**Exercise details:**
The answer should be one number: the count of lines in the listing below with "modification" in them.

**Data records:**
PR #1752, opened 2026-06-09
Drop lone surrogates that split a percent escape in the Cython quoter

rodrigobnogueira:
## What do these changes do?

The Cython quoter scans a string code point by code point, so a lone
surrogate that lands inside a ``%XX`` escape broke it: the ``%`` was
treated as a literal and re-encoded to ``%25`` while the hex digits
were left in place (for example ``%2``, a lone surrogate, then ``0``
quoted to ``%2520``). The pure-Python quoter drops lone surrogates with
``errors="ignore"`` before it scans, so it read the same input as
``%20``. The C quoter now skips lone surrogates while reading the two
hex digits, so both backends recombine the escape identically.

This is the second of two lone-surrogate parity gaps between the
backends; #1751 handles the case where a lone surrogate is the only
character that changes.

Yes, on the compiled extension only: requoting a string where a lone
surrogate falls within a ``%XX`` escape now drops the surrogate and
keeps the escape (matching the pure-Python build) instead of
percent-encoding the ``%``.

No. It adds a small helper that skips lone surrogates in the requote
lookahead of ``yarl/_quoting_c.pyx``; the pure-Python quoter already
behaves this way, so there is no public API change.

## Related issue number

No public issue; related to #1751.

## Checklist

- [ ] Documentation reflects the changes (N/A; internal behaviour, no public API change)
- [ ] If you provide code modification, please add yourself to `CONTRIBUTORS.txt` (N/A; file not present in repo)

<details>
<summary>Test details (optional, for reviewers)</summary>

Tests (both backends): `python -m pytest tests/test_quoting.py tests/test_url_parsing.py`, and the same with `YARL_NO_EXTENSIONS=1`; all pass. The new `test_quoting.py` case runs under both the `py_quoter` and `c_quoter` fixtures and fails on the unpatched C extension (`%2520` vs `%20`), confirming it catches the bug. A differential fuzz of the C and pure-Python quoters over surrogate-laden inputs across the built-in quoter configurations shows no remaining divergence in this class. Pre-commit (ruff, codespell, cython-lint) and a Cython line-tracing coverage build of the changed lines pass locally.
</details>

### DIFF
--- a/CHANGES/1752.bugfix.rst
+++ b/CHANGES/1752.bugfix.rst
@@ -1,0 +1,5 @@
+Fixed the Cython quoting backend percent-encoding the ``%`` of a
+``%XX`` escape when a lone surrogate fell within it, instead of
+dropping the surrogate and keeping the escape; it now matches the
+pure-Python backend and produces identical output
+-- by :user:`rodrigobnogueira`.
--- a/tests/test_quoting.py
+++ b/tests/test_quoting.py
@@ -136,6 +136,25 @@ def test_quote_drops_surrogate_with_encoded_char(quoter: type[_Quoter]) -> None:
     assert q("é\ud800é") == "%C3%A9%C3%A9"
 
 
+def test_quote_drops_surrogate_splitting_percent_escape(
+    quoter: type[_Quoter],
+) -> None:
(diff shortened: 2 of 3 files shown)


bdraco (approved):
Thanks @rodrigobnogueira

PR #1778, opened 2026-06-30
URL.join: preserve percent-encoded characters in base path segments

### LINKED ISSUE #1774: URL.join() decodes percent-encoded characters in the base path (e.g. %2F becomes /)
### Description

`URL.join()` decodes percent-encoded characters in the base URL's path when merging a relative reference (RFC 3986 §5.3, the branch used when the base path does not end with `/`). The merge is built from `self.parts`, which are already percent-decoded, so an encoded delimiter like `%2F` is turned into a real `/` and the path structure is corrupted.

### Reproduction

```python
from yarl import URL

print(URL("http://x/a%2Fb/c").join(URL("d")))   # http://x/a/b/d
print(URL("http://x/a%20b/c").join(URL("d")))   # http://x/a b/d
```

### Expected vs actual

| | result |
|---|---|
| expected | `http://x/a%2Fb/d` (the `a%2Fb` segment is preserved) |
| actual | `http://x/a/b/d` (`%2F` decoded into a separator -> the single segment splits into two) |

`%20` is likewise decoded into a literal space.

### Root cause

The RFC-3986 merge branch in `URL.join` constructs the merged path from `self.parts[:-1]`. `parts` runs the segments through `UNQUOTER` (decoded), so feeding them back into a path mixes decoded text with the still-encoded relative path. The raw/encoded segments (`raw_parts`) should be used for the merge so the original encoding round-trips.

(Distinct from #896, which is RFC-correct last-segment replacement; this is specifically the loss of percent-encoding.)

HrachShah:
## What do these changes do?

Fix :meth:`yarl.URL.join` corrupting the base path when the RFC 3986 §5.3 merge branch is taken (i.e. the base path does not end with `/`). The branch used `self.parts[:-1]` — the percent-decoded view — and then concatenated the still-encoded relative path, so a segment like `a%2Fb` was split into two segments (`a/b`) and `%20` leaked a literal space. The merge now uses `self.raw_parts[:-1]` (same structure, but still encoded), and the leading-slash strip plus the `.`/`..` normalize call keep working unchanged.

Three new tests in `tests/test_url.py` cover the reproducer cases plus a `/..` case where `normalize_path` runs:

- `test_join_preserves_percent_encoded_slash_in_base_path` — `URL("http://x/a%2Fb/c").join(URL("d")) == "http://x/a%2Fb/d"` and `raw_path == "/a%2Fb/d"`.
- `test_join_preserves_percent_encoded_space_in_base_path` — `%20` round-trips, no literal space leak.
- `test_join_preserves_percent_encoding_with_dotdot_normalization` — fix still applies when `normalize_path` runs against a trailing `/..`.

The full `test_url.py` suite passes (514 existing + 3 new = 517 tests); the wider `tests/` and `./yarl` tree reports 1457 passed, 101 skipped, 4 xfailed, all pre-existing.

Yes, but only in the sense that the previous behavior was the bug. `URL.join` now preserves the base path's percent-encoding through the merge, matching RFC 3986. Anyone relying on the buggy behavior (none should — it was producing syntactically wrong URLs) would see different output for inputs containing `%2F`, `%20`, or other percent-encoded reserved characters in the base path.

No. One-line change in `yarl/_url.py` (with a CHANGES fragment and tests). The Cython quoter does not touch this branch, so no Cython parity work is needed.

## Related issue number

Fixes #1774.

## Checklist

- [x] Documentation reflects the changes (N/A — no public docs change; the fix is a bugfix, behavior is now correct per RFC 3986)
- [ ] If you provide code modification, please add yourself to `CONTRIBUTORS.txt` (N/A — no `CONTRIBUTORS.txt` in this repo)
  * name: `1774.bugfix.rst`
  * category: `bugfix`

Drafted with Zo Bot (github-automation@zo.computer); reviewed by @HrachShah.

### DIFF
--- a/CHANGES/1770.bugfix.rst
+++ b/CHANGES/1770.bugfix.rst
@@ -1,0 +1,8 @@
+Fixed :meth:`~yarl.URL.with_path` silently turning a bare-relative URL
+into an absolute-path reference when the new path did not start with
+``/``. Previously, ``URL("foo/bar").with_path("abs")`` returned
+``URL("/abs")``, which is a different reference (an absolute-path
+reference per :rfc:`3986#section-4.2`) and resolves differently against
+any base URL. The method now keeps bare-relative URLs bare-relative;
+passing an explicit ``"/abs"`` continues to produce the slash-prefixed
+result.
--- a/CHANGES/1774.bugfix.rst
+++ b/CHANGES/1774.bugfix.rst
@@ -1,0 +1,8 @@
+Fixed :meth:`~yarl.URL.join` decoding percent-encoded characters in
+the base URL's path when merging a relative reference. The merge
+branch in :rfc:`3986#section-5.3` is now built from ``raw_parts``
+instead of the percent-decoded ``parts``, so an encoded delimiter
+like ``%2F`` is preserved as a segment character rather than
+silently turned into a path separator. ``URL("http://x/a%2Fb/c").join(URL("d"))``
+now returns ``URL("http://x/a%2Fb/d")`` instead of
+``URL("http://x/a/b/d")``.
--- a/tests/test_url.py
+++ b/tests/test_url.py
@@ -2224,6 +2224,36 @@ def test_join_absolute() -> None:
     assert str(url2) == "http://www.python.org/~guido"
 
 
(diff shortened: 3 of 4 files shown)


webknjaz:
Could you fill out the template?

**Answer box:**
2